Pre-set scenes date to the use of theatrical lighting systems and then, after dimmers and motion sensors, were among the first lighting controls to gain wide acceptance in every application from residential living rooms to hotel function spaces and board rooms. What I particularly appreciate about scene dimming is that is preserves my design intent for the layers of lighting in the room it controls. In some rooms, it is essential for creating the right ambience or mood, as in a restaurant; in others, the scenes are coordinated to accommodate video environments that can change to become paper-intensive work or meeting environments, or perhaps to support the action in a concert or nightclub facility. Gone are the days of projected video and its low luminance needing a dark room, but lighting controls are still a tool for changing the luminance balance of a meeting space for recording or dramatic effect. All of this is good, as it expands the role of the lighting designer to more closely resemble that of the lighting designer in the theater. You create scenes and moods that can change with occupancy, time of day, daylight, and other factors like media. So, as you might imagine, the latest innovations in lighting controls expand and, for many projects, spread, the same challenges.

There is of course, one big movement gaining strength that involves lighting controls. In today’s market, there is an over-arching temptation to integrate building energy systems with lighting control systems. In an email blog I got the other day, our Editor, Randy Reid, presented his take on “Unlocking the Potential of Networked Lighting Controls: Insights from the DLC Controls Summit 2023.” Today, David Shiller wrote in LightNOW, “Here Comes the Lighting-HVAC Integration Tsunami.” The idea is to employ the lighting control system to provide additional information to the HVAC system, and with the added connectivity, HVAC systems can operate more efficiently.

This idea is not new. I call your attention to my February 2023 column, “What Could Possibly Go Wrong,” in which I describe a new-in-2015 energy management system for a school that could not turn the lights off – ever.

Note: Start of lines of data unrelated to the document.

Issue #430, opened 2017-12-22
Simple way to initialize a config file


michaeleekk:
Hello. I was searching for a way to initialize the config file, but still couldn't find one.

```
viper.SetConfigName("config")
viper.SetConfigType("json")
viper.AddConfigPath("$HOME")
```

And then I tried the new `SafeWriteConfig()` or any of the variety merged two weeks ago, but it didn't create new file or it will overwrite the original config file no matter what. And because of the `$HOME`, I might need to write a function to be cross-platform. I just wish there could be a cleaner way.

Or we could add `O_CREATE` to this line of code ? 
https://github.com/spf13/viper/blob/master/viper.go#L1254

And also is it a good idea to have `SafeWriteConfig()` to create a new file with the first config path and config name ?

revilwang:
Is there anyone working on this issue? 18 months passed and `WriteConfig` still requires the file must exist before writing, which is different from what the docs say.

berlincount:
This seems to be fixed?

kevingentile:
`v1.4.0`: `SafeWriteConfig()` does not initialize a new config file:

```
File "config" Not Found in "[{path hidden}]"
```

errogaht:
as for me it is strange. i want to use viper to manage all cases with config files, but i have to manually create file, why?

malohr:
Hi there, not sure if this is still an issue but here is the simple solution you were looking for:

```
//using the home dir
home, err := os.UserHomeDir()
cobra.CheckErr(err)

configName := ".mycfg"

viper.WriteConfigAs(fmt.Sprintf("%s/%s", home, configName))
```

marcosanchotene:
Adding the call to `viper.SafeWriteConfig()`, after configuring the path and file name, worked for me:

```
func initConfig() {
	if cfgFile != "" {
		// Use config file from the flag.
		viper.SetConfigFile(cfgFile)
	} else {
		// Find home directory.
		home, err := os.UserHomeDir()
		cobra.CheckErr(err)

		// Search config in home directory with name ".config.yaml".
		viper.AddConfigPath(home)
		viper.SetConfigType("yaml")
		viper.SetConfigName(".config")
		viper.SafeWriteConfig()
	}

}
```

PR #723, opened 2019-06-21
Initialize the configuration file during writing if not exist

RyanSiu1995:
Issue #430


metrue:
This would be a pretty handy feature.

dpolicastro:
Why this was not merged?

The system itself had failed, and because it was so highly integrated with all building systems, became a massive liability because the manufacturer was bankrupt and gone. To prevent this, I tend to specify systems from reliable, established and yet progressive companies, so I can sleep at night…

Personally, I am torn. The integration of lighting controls and HVAC controls has been a dream since the first programmable energy management systems of the 1970s, but the truth is, the electrical industry speaks a different dialect from the HVAC industry. David Shiller makes the point that LED “socket saturation” has reduced lighting power density in commercial buildings so much that sophisticated penny-pinching controls are hardly warranted. But extending their role to better manage HVAC systems is worth looking into – and perhaps, may serve as the foundation for completely integrated building controls including the management of solar energy systems, battery storage, vehicle charging, and other energy uses. I think the lighting industry, our government agencies, and our industry organizations have done a superb job of reducing the energy consumption and carbon footprint of lighting with LEDs and control systems that are robust and reliable, but the integration with other energy uses in a manageable building is still evolving. I hope David’s “tsunami” is a friendly one that resolves the many problems and challenges of lighting and HVAC living and working together in ever more efficient and pleasant buildings of all types.

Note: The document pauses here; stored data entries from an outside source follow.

PR #528, opened 2018-07-09
 Support `.env` format files

mexisme:

Issue #455, opened 2018-02-07
Support for .env files?


cemremengu:
Is there support for a feature like provided by [this library](https://github.com/joho/godotenv)?

Basically if `.env` file exists it will read variables from there, otherwise from OS.

bxcodec:
Someone already submits a PR here, #528 
Look forward to this support

boskiv:
How I can get it? I see that it already merge but not in release.

sagikazarmark:
Adding `master` to a `go.mod` file is not valid indeed.

You should use:

```
go get github.com/spf13/viper@master
```

boskiv:
I can't 
```
➜  go-open-registry git:(git-registry) ✗ go get
go get: disabled by -mod=vendor

```

Jyny:
#756 
add ability to search `.env` or other dotfiles

Jyny:
> -

when will have new release?

Jyny:
@sagikazarmark  @boskiv 
though PR is merged but not in latest release
when will have new release?

axiaoxin:
What is the current situation here? Is there any conclusion or progress?

CSRaghunandan:
+1

Would love to see this feature in viper

sagikazarmark:
Unless I'm mistaken #528 added support for .env files and it's been released for quite some time now.

CSRaghunandan:
> Unless I'm mistaken #528 added support for .env files and it's been released for quite some time now.

@sagikazarmark is there any documentation on how to use it?

I set the config type to `dotenv` and I get an error saying its not a supported type.

sagikazarmark:
.env and .dotenv types are working similarly to any config types. Looking at the code, you'll have to set an explicit config file if you want to use `.env`. A file called `config.env` should automatically be discovered.

CSRaghunandan:
> .env and .dotenv types are working similarly to any config types. Looking at the code, you'll have to set an explicit config file if you want to use `.env`. A file called `config.env` should automatically be discovered.

I see. I will test it out later today and will report if I was able to get it to work.

Thanks for the quick response.

CSRaghunandan:
@sagikazarmark it worked! Now I'm able to read from a file called `config.env` which holds all the secret data.

Thank you :)

abdennour:
what about .env filename ?

abdennour:
is there any documentation on how to use it?

I set the config type to dotenv and I get an error saying its not a supported type.

[...]

PR #756, opened 2019-08-29
Support search `.env` or other dotfiles in path

Jyny:


Jyny:
fix #16 #455

Jyny:
duplicate #528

Finally, the layer system breaks down outdoors, and new issues and meanings are needed. I’ll save that for future thoughts on outdoor lighting. As one might guess from my years of service with the Board of the International Dark Sky Association, I will try to explain how a host of environmental concerns and protecting the night sky are on track to collide with increasingly capable outdoor lighting and special effects, and how design professionals might address the challenges.